MATERIAL SHOWN:
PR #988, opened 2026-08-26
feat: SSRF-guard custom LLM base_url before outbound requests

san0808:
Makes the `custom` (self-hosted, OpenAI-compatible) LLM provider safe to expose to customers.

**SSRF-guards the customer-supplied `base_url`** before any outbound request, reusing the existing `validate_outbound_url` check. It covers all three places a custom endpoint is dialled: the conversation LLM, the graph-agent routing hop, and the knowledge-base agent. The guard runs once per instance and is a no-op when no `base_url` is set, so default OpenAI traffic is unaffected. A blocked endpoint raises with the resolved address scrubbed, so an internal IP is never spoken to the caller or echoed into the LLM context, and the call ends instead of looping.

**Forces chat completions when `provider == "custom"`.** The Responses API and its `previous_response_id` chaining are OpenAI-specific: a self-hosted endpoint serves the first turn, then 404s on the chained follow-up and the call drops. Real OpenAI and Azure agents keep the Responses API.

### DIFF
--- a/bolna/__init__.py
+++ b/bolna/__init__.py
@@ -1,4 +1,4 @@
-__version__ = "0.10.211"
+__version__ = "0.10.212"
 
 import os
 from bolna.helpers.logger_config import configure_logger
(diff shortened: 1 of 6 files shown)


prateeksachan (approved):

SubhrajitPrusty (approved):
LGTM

---

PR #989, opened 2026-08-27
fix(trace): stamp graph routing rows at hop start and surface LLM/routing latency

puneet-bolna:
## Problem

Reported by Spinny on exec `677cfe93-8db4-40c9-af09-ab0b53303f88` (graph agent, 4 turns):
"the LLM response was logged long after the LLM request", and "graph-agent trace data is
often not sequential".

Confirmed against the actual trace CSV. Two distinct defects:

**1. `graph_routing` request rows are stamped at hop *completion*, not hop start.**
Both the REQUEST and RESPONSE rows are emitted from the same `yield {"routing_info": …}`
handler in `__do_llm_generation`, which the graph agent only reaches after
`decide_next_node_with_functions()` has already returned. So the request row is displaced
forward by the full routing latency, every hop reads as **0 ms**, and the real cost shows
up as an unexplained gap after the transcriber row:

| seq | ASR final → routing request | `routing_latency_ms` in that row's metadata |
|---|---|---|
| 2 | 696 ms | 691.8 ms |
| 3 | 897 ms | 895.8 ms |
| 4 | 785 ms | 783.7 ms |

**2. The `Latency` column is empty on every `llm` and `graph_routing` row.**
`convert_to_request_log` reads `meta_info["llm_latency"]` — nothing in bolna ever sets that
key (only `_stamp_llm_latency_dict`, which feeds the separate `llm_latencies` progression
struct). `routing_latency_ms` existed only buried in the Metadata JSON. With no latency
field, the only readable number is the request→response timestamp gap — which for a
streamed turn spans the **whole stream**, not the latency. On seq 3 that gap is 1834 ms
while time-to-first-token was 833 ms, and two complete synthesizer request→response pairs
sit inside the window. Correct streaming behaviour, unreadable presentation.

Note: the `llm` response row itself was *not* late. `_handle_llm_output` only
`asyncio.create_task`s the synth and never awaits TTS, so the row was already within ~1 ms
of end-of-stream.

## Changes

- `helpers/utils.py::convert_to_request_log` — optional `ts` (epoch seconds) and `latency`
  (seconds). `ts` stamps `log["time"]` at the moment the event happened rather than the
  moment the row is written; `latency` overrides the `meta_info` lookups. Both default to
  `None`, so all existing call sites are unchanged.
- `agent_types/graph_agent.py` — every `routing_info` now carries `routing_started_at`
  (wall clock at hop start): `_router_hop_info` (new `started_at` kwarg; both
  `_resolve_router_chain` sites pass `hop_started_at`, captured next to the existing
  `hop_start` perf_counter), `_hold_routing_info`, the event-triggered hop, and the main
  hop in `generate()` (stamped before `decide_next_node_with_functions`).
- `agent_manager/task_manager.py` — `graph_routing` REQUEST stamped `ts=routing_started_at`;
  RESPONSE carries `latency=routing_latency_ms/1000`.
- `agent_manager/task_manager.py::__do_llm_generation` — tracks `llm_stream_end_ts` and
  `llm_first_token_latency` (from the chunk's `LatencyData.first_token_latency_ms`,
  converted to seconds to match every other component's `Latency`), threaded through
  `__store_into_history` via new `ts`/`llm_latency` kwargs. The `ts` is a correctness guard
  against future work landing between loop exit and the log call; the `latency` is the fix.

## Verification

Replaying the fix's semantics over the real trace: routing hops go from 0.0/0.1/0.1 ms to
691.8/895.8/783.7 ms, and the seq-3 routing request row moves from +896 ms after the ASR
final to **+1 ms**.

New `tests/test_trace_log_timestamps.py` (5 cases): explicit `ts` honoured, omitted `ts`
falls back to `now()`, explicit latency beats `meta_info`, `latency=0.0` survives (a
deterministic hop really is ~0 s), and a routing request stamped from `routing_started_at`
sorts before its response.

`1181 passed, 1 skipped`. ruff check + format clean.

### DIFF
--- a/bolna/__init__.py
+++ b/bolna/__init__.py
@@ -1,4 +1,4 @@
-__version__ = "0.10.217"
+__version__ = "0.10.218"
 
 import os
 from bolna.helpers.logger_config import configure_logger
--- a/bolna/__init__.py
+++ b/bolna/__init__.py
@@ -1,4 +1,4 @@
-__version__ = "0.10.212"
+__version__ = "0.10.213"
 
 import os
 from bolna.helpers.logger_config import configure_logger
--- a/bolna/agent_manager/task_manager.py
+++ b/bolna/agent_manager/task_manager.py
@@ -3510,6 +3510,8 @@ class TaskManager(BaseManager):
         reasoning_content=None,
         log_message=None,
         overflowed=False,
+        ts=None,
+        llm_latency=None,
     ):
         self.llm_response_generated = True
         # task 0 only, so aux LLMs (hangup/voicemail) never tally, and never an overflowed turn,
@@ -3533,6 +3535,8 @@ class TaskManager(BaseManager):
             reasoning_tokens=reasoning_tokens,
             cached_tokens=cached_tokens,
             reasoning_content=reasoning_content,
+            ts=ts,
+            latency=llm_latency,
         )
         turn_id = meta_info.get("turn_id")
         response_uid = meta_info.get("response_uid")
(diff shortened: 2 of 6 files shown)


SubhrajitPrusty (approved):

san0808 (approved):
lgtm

TASK TO CARRY OUT: Using the listing above, return word for word each line from the one that has "field, the only" through the one that has "Replaying the fix's", and no line outside that range.

SOLUTION BELOW:
field, the only readable number is the request→response timestamp gap — which for a
streamed turn spans the **whole stream**, not the latency. On seq 3 that gap is 1834 ms
while time-to-first-token was 833 ms, and two complete synthesizer request→response pairs
sit inside the window. Correct streaming behaviour, unreadable presentation.

Note: the `llm` response row itself was *not* late. `_handle_llm_output` only
`asyncio.create_task`s the synth and never awaits TTS, so the row was already within ~1 ms
of end-of-stream.

## Changes

- `helpers/utils.py::convert_to_request_log` — optional `ts` (epoch seconds) and `latency`
  (seconds). `ts` stamps `log["time"]` at the moment the event happened rather than the
  moment the row is written; `latency` overrides the `meta_info` lookups. Both default to
  `None`, so all existing call sites are unchanged.
- `agent_types/graph_agent.py` — every `routing_info` now carries `routing_started_at`
  (wall clock at hop start): `_router_hop_info` (new `started_at` kwarg; both
  `_resolve_router_chain` sites pass `hop_started_at`, captured next to the existing
  `hop_start` perf_counter), `_hold_routing_info`, the event-triggered hop, and the main
  hop in `generate()` (stamped before `decide_next_node_with_functions`).
- `agent_manager/task_manager.py` — `graph_routing` REQUEST stamped `ts=routing_started_at`;
  RESPONSE carries `latency=routing_latency_ms/1000`.
- `agent_manager/task_manager.py::__do_llm_generation` — tracks `llm_stream_end_ts` and
  `llm_first_token_latency` (from the chunk's `LatencyData.first_token_latency_ms`,
  converted to seconds to match every other component's `Latency`), threaded through
  `__store_into_history` via new `ts`/`llm_latency` kwargs. The `ts` is a correctness guard
  against future work landing between loop exit and the log call; the `latency` is the fix.

## Verification

Replaying the fix's semantics over the real trace: routing hops go from 0.0/0.1/0.1 ms to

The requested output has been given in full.